Here’s a different look at the year in rugby:
A – Absurd
Lloyd Rogers’ conversion in the shadows of full-time to lock up the score at 34-all with CSU and send the New Holland Agriculture Cup preliminary final into extra-time was just that – absurd.
In gale-force conditions, the ball fell off the tee twice as the Welsh gun lined-up the potential equaliser but Rogers, cool as a cucumber, picked up the ball and drop-kicked it over for the two points, despite a throng of CSU pressure from the goal-line.
Parkes went on to win 41-34, booking passage into the grand final. A remarkable finish to a classic.
B – Brutal. Brainy. Bullish. Beloved. Brickie. Bubb-alicious
Right, Bubb-alicious might be taking it too far, but few players divide opinion quite like Kyran Bubb – physical, uncompromising and with a knack of getting under the skin of the opposition.

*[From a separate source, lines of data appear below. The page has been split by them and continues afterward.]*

PR #752, opened 2019-08-08
Disable lighting on path renderer

HowardStark:
TWO LINES OF CODE


leijurv:
sir, the technology doesn't exist

here is the technology. i'm simply asking you to make it work with optifine shaders.

it's not possible.

MICKEY WAS ABLE TO DO THIS IN A CAVE, WITH TWO LINES OF CODE!

PR #798, opened 2019-08-16
Little optimization

rdmir3:
[Avoids iterators](https://stackoverflow.com/a/33232565), which will likely help [GC overhead](https://stackoverflow.com/questions/256859#comment28239652_256861). The next step is to optimize [list iteration](https://stackoverflow.com/a/257009). Please click the arrow next to "Merge Pull Request" to choose "Squash commits" before merging.

### DIFF
--- a/src/main/java/baritone/cache/WaypointCollection.java
+++ b/src/main/java/baritone/cache/WaypointCollection.java
@@ -56,7 +56,8 @@ public class WaypointCollection implements IWaypointCollection {
     }
 
     private void load() {
-        for (Waypoint.Tag tag : Waypoint.Tag.values()) {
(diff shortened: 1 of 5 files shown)


leijurv:
Show the before and after bytecode. I don't believe that this is even an optimization, and if so, I don't believe that proguard or the JIT aren't already doing it.

0-x-2-2:
📸

ZeroMemes:
A legitimate optimization similar to this was done by me here https://github.com/cabaletta/baritone/commit/a98677dbdacc60bec126786de77d07bac7441bfd. The context in which it is applied here is not applicable.

PR #808, opened 2019-08-18
Stop parseGoal from removing the last argument (when it shouldn't)

### LINKED ISSUE #782: cant get it to use -XYZ
## What do you need help with?
 i cant get it to use a negative coordinates in commands

reb0rt:
This fixes #782. Using #goto -100 -100 for example would send you to y=-100 rather than x=-100 z=-100. 

isNumeric returns false if the input is anything other than a positive integer. This meant that parseGoal wasn't correctly parsing goals that ended in 'impure' numbers (negatives, decimals, etc.). Replacing isNumeric with isCreatable fixes this

### DIFF
--- a/src/api/java/baritone/api/utils/ExampleBaritoneControl.java
+++ b/src/api/java/baritone/api/utils/ExampleBaritoneControl.java
@@ -50,7 +50,7 @@ import net.minecraft.world.chunk.Chunk;
 import java.nio.file.Path;
 import java.util.*;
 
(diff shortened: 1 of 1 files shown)


rebort201:
For context, this means typing #goal -10 -10 would normally set the goal at y=-10 rather than x=-10 z=-10

leijurv:
oh shit thats a better solution than the garbage i pushed

leijurv:
i'll force push undo my last commit then merge this LOL

leijurv:
thanks!

PR #845, opened 2019-08-24
multi-line processing and distance limit arguments to farm

millennIumAMbiguity:
*added multi-line/multi-commands processing.
*added a distance limit arguments to farm.

Signed-off-by: millennIumAMbiguity <37588844+millennIumAMbiguity@users.noreply.github.com>

demo: `#goto -314 -113 #mine dirt 49 #farm 7`
demo

### DIFF
--- a/USAGE.md
+++ b/USAGE.md
@@ -14,6 +14,10 @@ To disable direct chat control (with no prefix), turn off the `chatControl` sett
 
 `help` for (rudimentary) help. You can see what it says [here](https://github.com/cabaletta/baritone/blob/master/src/api/java/baritone/api/utils/ExampleBaritoneControl.java#L47).
 
+It is possible to automatically execute commands after one another. example: `#mine oak_log 64 #mine stone 64 #goto x y z`. this try to harvest 64 oak logs and 64 cobblestone/stone and then head to "x y z". perfect for harvesting materials for your house while you go and eat a snack.
+not all commands will automatically execute the next one, for example: `thisway` and `goal`. if you ever get stuck or want to do the next operation, use `next`.
+all upcoming commands will be canceled when typing any command except for `next` and `add`.
+
 To toggle a boolean setting, just say its name in chat (for example saying `allowBreak` toggles whether Baritone will consider breaking blocks). For a numeric setting, say its name then the new value (like `primaryTimeoutMS 250`). It's case insensitive. To reset a setting to its default value, say `acceptableThrowawayItems reset`. To reset all settings, say `reset`. To see all settings that have been modified from their default values, say `modified`.
 
 Some common examples:
@@ -31,11 +35,13 @@ Some common examples:
 - `build` to build a schematic. `build blah` will load `schematics/blah.schematic` and build it with the origin being your player feet. `build blah x y z` to set the origin. Any of those can be relative to your player (`~ 69 ~-420` would build at x=player x, y=69, z=player z-420).
 - `schematica` to build the schematic that is currently open in schematica
 - `tunnel` to dig just straight ahead and make a tunnel
-- `farm` to automatically harvest, replant, or bone meal crops
+- `farm range x y z` or `farm range x z` or `farm range y` or `farm range` or `farm` to automatically harvest, replant, or bone meal crops inside of its range. if range is 0 then the range is limitless. default is limitless from the player's feats position.
 - `axis` to go to an axis or diagonal axis at y=120 (`axisHeight` is a configurable setting, defaults to 120).
 - `explore x z` to explore the world from the origin of x,z. Leave out x and z to default to player feet. This will continually path towards the closest chunk to the origin that it's never seen before. `explorefilter filter.json` with optional invert can be used to load in a list of chunks to load.
 - `invert` to invert the current goal and path. This gets as far away from it as possible, instead of as close as possible. For example, do `goal` then `invert` to run as far as possible from where you're standing at the start.
 - `version` to get the version of Baritone you're running
+- `next` to skip to the next command in the command queue.
+- `add` add one ore more comm,ands to the command queue. example: `#add #farm 16`.
 - `damn` daniel
 
 
--- a/USAGE.md
+++ b/USAGE.md
@@ -14,9 +14,9 @@ To disable direct chat control (with no prefix), turn off the `chatControl` sett
 
 `help` for (rudimentary) help. You can see what it says [here](https://github.com/cabaletta/baritone/blob/master/src/api/java/baritone/api/utils/ExampleBaritoneControl.java#L47).
 
-It is possible to automatically execute commands after one another. example: `#mine oak_log 64 #mine stone 64 #goto x y z`. this try to harvest 64 oak logs and 64 cobblestone/stone and then head to "x y z". perfect for harvesting materials for your house while you go and eat a snack.
-not all commands will automatically execute the next one, for example: `thisway` and `goal`. if you ever get stuck or want to do the next operation, use `next`.
-all upcoming commands will be canceled when typing any command except for `next` and `add`.
+It is possible to automatically execute commands after one another. Example: `#mine oak_log 64 #mine stone 64 #goto x y z`. This tries to harvest 64 oak logs and 64 cobblestone/stone and then head to "x y z". Perfect for harvesting materials for your house while you go and eat a snack.
+Not all commands will automatically execute the next one, for example: `thisway` and `goal`. If you ever get stuck or want to do the next operation, use `next`.
+All upcoming commands will be canceled when typing any command except for `next` and `add`.
 
 To toggle a boolean setting, just say its name in chat (for example saying `allowBreak` toggles whether Baritone will consider breaking blocks). For a numeric setting, say its name then the new value (like `primaryTimeoutMS 250`). It's case insensitive. To reset a setting to its default value, say `acceptableThrowawayItems reset`. To reset all settings, say `reset`. To see all settings that have been modified from their default values, say `modified`.
 
@@ -35,13 +35,14 @@ Some common examples:
 - `build` to build a schematic. `build blah` will load `schematics/blah.schematic` and build it with the origin being your player feet. `build blah x y z` to set the origin. Any of those can be relative to your player (`~ 69 ~-420` would build at x=player x, y=69, z=player z-420).
 - `schematica` to build the schematic that is currently open in schematica
 - `tunnel` to dig just straight ahead and make a tunnel
-- `farm range x y z` or `farm range x z` or `farm range y` or `farm range` or `farm` to automatically harvest, replant, or bone meal crops inside of its range. if range is 0 then the range is limitless. default is limitless from the player's feats position.
+- `farm range x y z` or `farm range x z` or `farm range y` or `farm range` or `farm` to automatically harvest, replant, or bone meal crops inside of its range. If range is 0 then the range is limitless. Default is limitless from the player's feats position.
 - `axis` to go to an axis or diagonal axis at y=120 (`axisHeight` is a configurable setting, defaults to 120).
 - `explore x z` to explore the world from the origin of x,z. Leave out x and z to default to player feet. This will continually path towards the closest chunk to the origin that it's never seen before. `explorefilter filter.json` with optional invert can be used to load in a list of chunks to load.
 - `invert` to invert the current goal and path. This gets as far away from it as possible, instead of as close as possible. For example, do `goal` then `invert` to run as far as possible from where you're standing at the start.
 - `version` to get the version of Baritone you're running
+- `commandlist` to show all upcoming commands.
 - `next` to skip to the next command in the command queue.
-- `add` add one ore more comm,ands to the command queue. example: `#add #farm 16`.
+- `add` add one ore more commands to the command queue. Example: `#add #farm 16`.
 - `damn` daniel
 
 
--- a/src/api/java/baritone/api/process/IFarmProcess.java
+++ b/src/api/java/baritone/api/process/IFarmProcess.java
@@ -18,5 +18,9 @@
 package baritone.api.process;
 
 public interface IFarmProcess extends IBaritoneProcess {
-    void farm();
+    void farm(int range, int posX, int posY, int posZ);
+
+    default void farm(){
+        farm(0, 0, 0, 0);
+    }
 }
--- a/src/api/java/baritone/api/process/IFarmProcess.java
+++ b/src/api/java/baritone/api/process/IFarmProcess.java
@@ -17,10 +17,8 @@
 
 package baritone.api.process;
 
-public interface IFarmProcess extends IBaritoneProcess {
-    void farm(int range, int posX, int posY, int posZ);
+import net.minecraft.util.math.BlockPos;
 
-    default void farm(){
-        farm(0, 0, 0, 0);
-    }
+public interface IFarmProcess extends IBaritoneProcess {
+    void farm(int range, BlockPos pos);
 }
--- a/src/api/java/baritone/api/utils/ExampleBaritoneControl.java
+++ b/src/api/java/baritone/api/utils/ExampleBaritoneControl.java
@@ -59,6 +59,8 @@ public class ExampleBaritoneControl implements Helper, AbstractGameEventListener
     public final IPlayerContext ctx;
 
     public ExampleBaritoneControl(IBaritone baritone) {
+        if (thisExampleBaritoneControl == null)
+            thisExampleBaritoneControl = this;
         this.baritone = baritone;
         this.ctx = baritone.getPlayerContext();
         baritone.getGameEventHandler().registerEventListener(this);
@@ -68,7 +70,15 @@ public class ExampleBaritoneControl implements Helper, AbstractGameEventListener
     public void onSendChatMessage(ChatEvent event) {
         String msg = event.getMessage();
         if (BaritoneAPI.getSettings().prefixControl.value && msg.startsWith(COMMAND_PREFIX)) {
-            if (!runCommand(msg.substring(COMMAND_PREFIX.length()))) {
+
+            String[] commandsList = msg.split(COMMAND_PREFIX);
+            commandsToBeExecutedOld = commandsToBeExecuted;
+            commandsToBeExecuted = "";
+            for (int i = 2; i < commandsList.length; i++) {
+                commandsToBeExecuted += COMMAND_PREFIX+ commandsList[i];
+            }
+
+            if (!runCommand(commandsList[1])) {
                 logDirect("Invalid command");
             }
             event.cancel(); // always cancel if using prefixControl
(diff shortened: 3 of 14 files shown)


src/api/java/baritone/api/utils/ExampleBaritoneControl.java
```diff
@@ -59,6 +59,8 @@
     public final IPlayerContext ctx;
 
     public ExampleBaritoneControl(IBaritone baritone) {
+        if (thisExampleBaritoneControl == null)
```
leijurv: no, we d oNot do this, each baritone instance is 100% segmented from the other. no static variables **anywhere**. make a field in Baritone

src/api/java/baritone/api/process/IFarmProcess.java
```diff
@@ -18,5 +18,9 @@
 package baritone.api.process;
 
 public interface IFarmProcess extends IBaritoneProcess {
-    void farm();
+    void farm(int range, int posX, int posY, int posZ);
```
leijurv: use a blockpos. or even better an Optional<BlockPos>

USAGE.md
```diff
@@ -31,11 +35,13 @@ Some common examples:
...
-- `farm` to automatically harvest, replant, or bone meal crops
+- `farm range x y z` or `farm range x z` or `farm range y` or `farm range` or `farm` to automatically harvest, replant, or bone meal crops inside of its range. if range is 0 then the range is limitless. default is limitless from the player's feats position.
 - `axis` to go to an axis or diagonal axis at y=120 (`axisHeight` is a configurable setting, defaults to 120).
 - `explore x z` to explore the world from the origin of x,z. Leave out x and z to default to player feet. This will continually path towards the closest chunk to the origin that it's never seen before. `explorefilter filter.json` with optional invert can be used to load in a list of chunks to load.
 - `invert` to invert the current goal and path. This gets as far away from it as possible, instead of as close as possible. For example, do `goal` then `invert` to run as far as possible from where you're standing at the start.
 - `version` to get the version of Baritone you're running
+- `next` to skip to the next command in the command queue.
+- `add` add one ore more comm,ands to the command queue. example: `#add #farm 16`.
```
leijurv: comm,ands

USAGE.md
```diff
@@ -14,6 +14,10 @@ To disable direct chat control (with no prefix), turn off the `chatControl` sett
 
 `help` for (rudimentary) help. You can see what it says [here](https://github.com/cabaletta/baritone/blob/master/src/api/java/baritone/api/utils/ExampleBaritoneControl.java#L47).
 
+It is possible to automatically execute commands after one another. example: `#mine oak_log 64 #mine stone 64 #goto x y z`. this try to harvest 64 oak logs and 64 cobblestone/stone and then head to "x y z". perfect for harvesting materials for your house while you go and eat a snack.
+not all commands will automatically execute the next one, for example: `thisway` and `goal`. if you ever get stuck or want to do the next operation, use `next`.
+all upcoming commands will be canceled when typing any command except for `next` and `add`.
```
leijurv: capitalize

USAGE.md
```diff
@@ -14,6 +14,10 @@ To disable direct chat control (with no prefix), turn off the `chatControl` sett
 
 `help` for (rudimentary) help. You can see what it says [here](https://github.com/cabaletta/baritone/blob/master/src/api/java/baritone/api/utils/ExampleBaritoneControl.java#L47).
 
+It is possible to automatically execute commands after one another. example: `#mine oak_log 64 #mine stone 64 #goto x y z`. this try to harvest 64 oak logs and 64 cobblestone/stone and then head to "x y z". perfect for harvesting materials for your house while you go and eat a snack.
```
leijurv: grammar and capitalization

src/api/java/baritone/api/utils/ExampleBaritoneControl.java
```diff
@@ -365,8 +375,52 @@ public boolean isInGoal(int x, int y, int z) {
...
-            baritone.getFarmProcess().farm();
+        if (msg.startsWith("farm")) {
+            String rest = msg.substring(4).trim();
+            String[] params = rest.split(" ");
+            int[] paramsInt = new int[params.length];
+            try {
+                for (int i = 0; i < paramsInt.length; i++) {
+                    paramsInt[i] = Integer.parseInt(params[i]);
+                }
+            } catch (NumberFormatException | ArrayIndexOutOfBoundsException | NullPointerException ex) {
```
leijurv: how could arrayindexoutofbounsdexception ever be caused...? or nullpointerexception?

src/api/java/baritone/api/utils/ExampleBaritoneControl.java
```diff
@@ -365,8 +375,52 @@ public boolean isInGoal(int x, int y, int z) {
...
         }
-        if (msg.equals("farm")) {
-            baritone.getFarmProcess().farm();
+        if (msg.startsWith("farm")) {
+            String rest = msg.substring(4).trim();
+            String[] params = rest.split(" ");
+            int[] paramsInt = new int[params.length];
+            try {
+                for (int i = 0; i < paramsInt.length; i++) {
+                    paramsInt[i] = Integer.parseInt(params[i]);
```
leijurv: use the existing parseordefault meme that allows for ~ syntax

src/api/java/baritone/api/utils/ExampleBaritoneControl.java
```diff
@@ -365,8 +375,52 @@ public boolean isInGoal(int x, int y, int z) {
...
+                case 3:
+                    args[1] = paramsInt[1];
+                    args[2] = ctx.playerFeet().y;
+                    args[3] = paramsInt[2];
+                    break;
+                case 4:
+                    args = paramsInt;
+                    break;
+                default:
+                    logDirect("to many arguments");
```
leijurv: ?????

src/api/java/baritone/api/utils/ExampleBaritoneControl.java
```diff
@@ -365,8 +375,52 @@ public boolean isInGoal(int x, int y, int z) {
...
+                    return true;
+            }
+            baritone.getFarmProcess().farm(args[0], args[1], args[2], args[3]);
```
leijurv: cring

src/api/java/baritone/api/utils/ExampleBaritoneControl.java
```diff
@@ -662,10 +716,47 @@ public boolean isInGoal(int x, int y, int z) {
         }
         if (msg.equals("damn")) {
             logDirect("daniel");
+            return true;
```
leijurv: no

src/api/java/baritone/api/utils/ExampleBaritoneControl.java
```diff
@@ -662,10 +716,47 @@ public boolean isInGoal(int x, int y, int z) {
...
+        }
+        if (msg.startsWith("add")){
+            String newCommands = msg.substring(3).trim();
+            commandsToBeExecuted = commandsToBeExecutedOld+ newCommands;
```
leijurv: spacing?

src/api/java/baritone/api/utils/ExampleBaritoneControl.java
```diff
@@ -662,10 +716,47 @@ public boolean isInGoal(int x, int y, int z) {
...
+            return true;
+        }
+        if (msg.equals("next")){
+            commandsToBeExecuted = commandsToBeExecutedOld;
```
leijurv: what is even going on with commandstobeexecutedold

src/api/java/baritone/api/utils/ExampleBaritoneControl.java
```diff
@@ -662,10 +716,47 @@ public boolean isInGoal(int x, int y, int z) {
...
+            logDirect(commandsToBeExecuted);
+            return true;
         }
         return false;
     }
 
+    private static ExampleBaritoneControl thisExampleBaritoneControl;
+    private static String commandsToBeExecuted = "";
+    private static String commandsToBeExecutedOld = "";
+    public static void nextCommand(){ // execute nex command in commandsToBeExecuted
```
leijurv: ?????????

src/api/java/baritone/api/utils/ExampleBaritoneControl.java
```diff
@@ -662,10 +716,47 @@ public boolean isInGoal(int x, int y, int z) {
...
+        }
+        if (msg.equals("commandlist")){
+            commandsToBeExecuted = commandsToBeExecutedOld;
+            logDirect(commandsToBeExecuted);
+            return true;
         }
         return false;
     }
 
+    private static ExampleBaritoneControl thisExampleBaritoneControl;
```
leijurv: fields go at the top. this field needs to be killed and the other two need to be non static

src/main/java/baritone/process/BackfillProcess.java
```diff
@@ -124,6 +124,7 @@ public void onLostControl() {
         if (blocksToReplace != null && !blocksToReplace.isEmpty()) {
             blocksToReplace.clear();
         }
+        super.onLostControl();
```
leijurv: this is a reasonable way to do this. have you checked if cancel will cancel one or all?

src/main/java/baritone/process/FarmProcess.java
```diff
@@ -96,7 +99,9 @@ public boolean isActive() {
     }
 
     @Override
-    public void farm() {
+    public void farm(int range, int posX, int posY, int posZ) {
+        center = new BlockPos(posX, posY, posZ);
```
leijurv: see you immediately turn it into a blockpos, why not pass it as a blockpos?

src/main/java/baritone/process/FarmProcess.java
```diff
@@ -181,6 +186,12 @@ public PathingCommand onTick(boolean calcFailed, boolean isSafeToCancel) {
         List<BlockPos> bonemealable = new ArrayList<>();
         List<BlockPos> openSoulsand = new ArrayList<>();
         for (BlockPos pos : locations) {
+
+            //check if outside of range
+            if (range != 0 && pos.getDistance(center.getX(), center.getY(), center.getZ()) > range) {
```
leijurv: 👍

src/main/java/baritone/process/MineProcess.java
```diff
@@ -85,7 +85,7 @@ public PathingCommand onTick(boolean calcFailed, boolean isSafeToCancel) {
             if (curr >= desiredQuantity) {
                 logDirect("Have " + curr + " " + item.getItemStackDisplayName(new ItemStack(item, 1)));
                 cancel();
-                return null;
+                return new PathingCommand(null, PathingCommandType.REQUEST_PAUSE);
```
leijurv: why?

src/main/java/baritone/utils/BaritoneProcessHelper.java
```diff
@@ -33,6 +34,11 @@ public BaritoneProcessHelper(Baritone baritone) {
         baritone.getPathingControlManager().registerProcess(this);
     }
 
+    @Override
+    public void onLostControl(){
+        ExampleBaritoneControl.nextCommand();
```
leijurv: you have a reference to the Baritone here, so it shouldn't be an issue to make examplebaritonecontrol a field

however, i don't think that's reeeeeeeally the way to go, since examplebaritonecontrol is supposed to be an example of how to use the baritone api

tell you what, add a new event to the gameeventlistener like onProcessCompleted(IBaritoneProcess completed), and then this will call `baritone.getGameEventListener.onProcessCompleted(this)`, and examplebaritonecontrol's constructor adds itself as a gameeventlistener and listens for that event,and uses that to advance the commands.

so scratch everything i said above about making examplebaritonecontrol a field of baritone,don't do that, do this instead lol

src/api/java/baritone/api/utils/ExampleBaritoneControl.java
millennIumAMbiguity: when you enter any commands ti will clear the upcoming commands unless the command entered is next or add. commandsToBeExecutedOld is used to restore the commandsToBeExecuted

src/main/java/baritone/process/MineProcess.java
millennIumAMbiguity: because else it trows and crashes the game. this was annoying because I thaught the crashing was my falt but turns out that MineProcess.java have that one difference compared to all other processes.

src/api/java/baritone/api/utils/ExampleBaritoneControl.java
millennIumAMbiguity: why?

src/api/java/baritone/api/utils/ExampleBaritoneControl.java
millennIumAMbiguity: yes?

src/api/java/baritone/api/utils/ExampleBaritoneControl.java
millennIumAMbiguity: "no, we do not do this,"

src/main/java/baritone/process/MineProcess.java
leijurv: i mean the implied question is why didn't this used to crash, and why does it only crash with your other changes applied

src/api/java/baritone/api/utils/ExampleBaritoneControl.java
leijurv: intended easter egg. typing `damn` in chat should still send `damn` it just has baritone also do `[Baritone] daniel`

src/main/java/baritone/process/MineProcess.java
millennIumAMbiguity: it crashes when its called twice in one frame.

src/api/java/baritone/api/utils/ExampleBaritoneControl.java
millennIumAMbiguity: I'm not going to test that right now but when I tested it worked like this:
`#daim`
`[Baritone] daniel`
`[Baritone] Invalid command`

or something like that

src/api/java/baritone/api/utils/ExampleBaritoneControl.java
millennIumAMbiguity: I'm not sure about how you want me to do this.

leijurv: Sorry, I changed my mind about this, see the last comment. I also said `read the last comment first since i changed my mind like half way through lol`. Make this class listen for a ProcessCompletionEvent

src/api/java/baritone/api/utils/ExampleBaritoneControl.java
```diff
@@ -58,7 +58,13 @@
     public final IBaritone baritone;
     public final IPlayerContext ctx;
 
+    private static ExampleBaritoneControl thisExampleBaritoneControl;
```
0-x-2-2: :elmo:

0-x-2-2: :elmo:

src/api/java/baritone/api/utils/ExampleBaritoneControl.java
```diff
@@ -662,10 +719,43 @@ public boolean isInGoal(int x, int y, int z) {
         }
         if (msg.equals("damn")) {
             logDirect("daniel");
+            return true;
```
0-x-2-2: why did you mark this as resolved it was not even removed 🤔

src/api/java/baritone/api/utils/ExampleBaritoneControl.java
0-x-2-2: bad

src/api/java/baritone/api/utils/ExampleBaritoneControl.java
```diff
@@ -365,8 +379,51 @@ public boolean isInGoal(int x, int y, int z) {
...
-            baritone.getFarmProcess().farm();
+        if (msg.startsWith("farm")) {
+            String rest = msg.substring(4).trim();
+            String[] params = rest.split(" ");
+            int[] args = new int[]{-1, 0, 0, 0};
+            if (params.length > 0) {
+                args[0] = Integer.parseInt(params[0]);
+            }
+            try {
+                switch (params.length) {
```
0-x-2-2: this is horrifying.

src/api/java/baritone/api/utils/ExampleBaritoneControl.java
0-x-2-2: this is intended

src/api/java/baritone/api/utils/Helper.java
```diff
@@ -69,4 +69,9 @@ default void logDirect(String message) {
         component.appendSibling(new TextComponentString(" " + message));
         Minecraft.getMinecraft().addScheduledTask(() -> BaritoneAPI.getSettings().logger.value.accept(component));
     }
+    default void logDirectTextComponentString(TextComponentString message) {
```
0-x-2-2: is this really required...

src/api/java/baritone/api/utils/ExampleBaritoneControl.java
```diff
@@ -662,10 +719,43 @@ public boolean isInGoal(int x, int y, int z) {
...
+        String[] commandsList = commandsToBeExecuted.split(COMMAND_PREFIX);
+        if (commandsList.length > 1) {
+            String msg0 = commandsList[1];
+            StringBuilder sb = new StringBuilder();
+            for (int i = 2; i < commandsList.length; i++) {
+                sb.append(COMMAND_PREFIX);
+                sb.append(commandsList[i]);
+            }
+            commandsToBeExecuted = sb.toString();
+            thisExampleBaritoneControl.logDirectTextComponentString(new TextComponentString(String.format("%s Executing: %s" + COMMAND_PREFIX + msg0, TextFormatting.YELLOW, TextFormatting.WHITE)));
```
0-x-2-2: does not look like `logDirectTextComponentString` is required at all lol. remove `logDirectTextComponentString` and replace it with `logDirect` it should work perfectly fine.

src/main/java/baritone/utils/BaritoneProcessHelper.java
0-x-2-2: > you have a reference to the Baritone here, so it shouldn't be an issue to make examplebaritonecontrol a field
> 
> however, i don't think that's reeeeeeeally the way to go, since examplebaritonecontrol is supposed to be an example of how to use the baritone api
> 
> tell you what, add a new event to the gameeventlistener like onProcessCompleted(IBaritoneProcess completed), and then this will call `baritone.getGameEventListener.onProcessCompleted(this)`, and examplebaritonecontrol's constructor adds itself as a gameeventlistener and listens for that event,and uses that to advance the commands.
> 
> so scratch everything i said above about making examplebaritonecontrol a field of baritone,don't do that, do this instead lol

👍

src/api/java/baritone/api/utils/ExampleBaritoneControl.java
millennIumAMbiguity: Without `return true;` or with `return false;` the command will return: 
`[Baritone] daniel`
`[Baritone] Invalid command`

With `return true;` the command will return: 
`[Baritone] daniel`

src/api/java/baritone/api/utils/ExampleBaritoneControl.java
millennIumAMbiguity: Should I have `args[0] = Integer.parseInt(params[0]);` in every case from 1 to 4 instead?

src/api/java/baritone/api/utils/ExampleBaritoneControl.java
leijurv: For the last time, this is **intended behavior**, don't add this `return true;`. This will not be merged until the `return true;` is removed.

src/api/java/baritone/api/utils/ExampleBaritoneControl.java
leijurv: no you're just really overthinking it and this is wild complicated for no reason

imo there should be a farm range setting. to change the farm range, change that setting.

the farm center should be your playerfeet, or you pass x y z as args. farm should take 0 arguments or 3.

millennIumAMbiguity: that's stupid. while using this for myself I never had any use for setting the coordinates. But I constantly need a different range of settings. 

I just realized that one problem with the coordinates function is very easy to fix. If you are too far away from the target center, it will not work. to fix this is to simply use the `goto`.
so the command `#farm 10 x y z` will be translated to `#goto x y z #farm 10`.

leijurv: truly horrifying

leijurv: then make those separate settings. this is too much complexity in farm lol.

goto already has the logic for parsing this.

i'm fine if you want to do `farm radius` = farm at that radius and `farm` = farm with no radius. in that case, remove the farm radius setting.

src/api/java/baritone/api/utils/Helper.java
millennIumAMbiguity: I use it to have different and multiple colors.
I use yellow in logic messages. see the demo.

and no, the default Minecraft color system adds a character.

src/api/java/baritone/api/utils/ExampleBaritoneControl.java
millennIumAMbiguity: soooo...
`farm` that works just like the original and
`farmrange` that have a range setting.

What we/I can do... is:
`farmrange i` farm within the range of `i` from player feet.
`farmrange  x1 y1 z1 x2 y2 z2` or `farmrange  x1 z1 x2 z2` to specify an area.
`farmrange i shape` farm within the range of `i` from player feet with a specific shape like a rectangle.
`farmthis` auto-set aria of the current position and farm it.

leijurv:
super cringe

feel free to remake the "distance limit arguments to farm" as its own pr tho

There were plenty of question marks on his play in the No.10 for Emus during the season, but he rose to the occasion in the big games, and is now a premiership-winner in both rugby union and rugby league, which is a rare feat, as a result.
Doubtful he’ll be receiving any Christmas cards from anyone at the Bulldogs this festive season.
C – Colts
A worry, and a big one for CWRU during 2018.
After demanding teams in the top tier field an under 20s team, both Cowra and Forbes eventually failed to do so, meaning last year’s competition had a pretty paltry total of just four teams.
That can’t happen again next season, and what form the CWRU offers a colts premiership in 2019 remains one of the big questions leading into the new year.
D and E – dominant Emus
The bottle green era stretched into the 2018 season. Endeavour Oval hosted its fourth straight grand final, while the club’s first grade side played in its fifth consecutive big dance, winning a third crown.
This decade has belonged to Emus and there’s no signs of it slowing down in 2019 either. A sixth-straight grand final appearance is there for the taking for the club.
They achieve that, and a fourth title, the club will join rarefied air in the Central West.
EMUS SHINE ON GRAND STAGE: Greens prove experience counts in third title in four years
F – Fritz Jahnke Tavana
Fritz Jahnke Tavana – remember that name.
The Orange City junior is a dead-set giant, and helped the Lions to a commanding under 15s premiership win at Forbes’ Grinsted Oval over a gallant but out-gunned Dubbo Roos side.
Roos won the under 13s, while Narromine won the under 17s to cap a tremendous junior grand final day lake-side at Forbes.
G – Glasson, Brad Glasson
While some may not have agreed, Brad Glasson was a deserved winner of the CWRU player of the year gong.
Young, brash and ready to take over – he’s the face of the resurgent Bulldogs.
You get the feeling next season will be covered in blue and gold if the likes of Glasson and the other Bulldog pups continue to grow under the leadership of Dean Oxley.
H – #Hashtags
Bad ones, mainly.
And #ThisisDUBBOthisisROOcountry would rank among the worst, of all time. It’s a stinker, a bit like Roos’ 2018 season.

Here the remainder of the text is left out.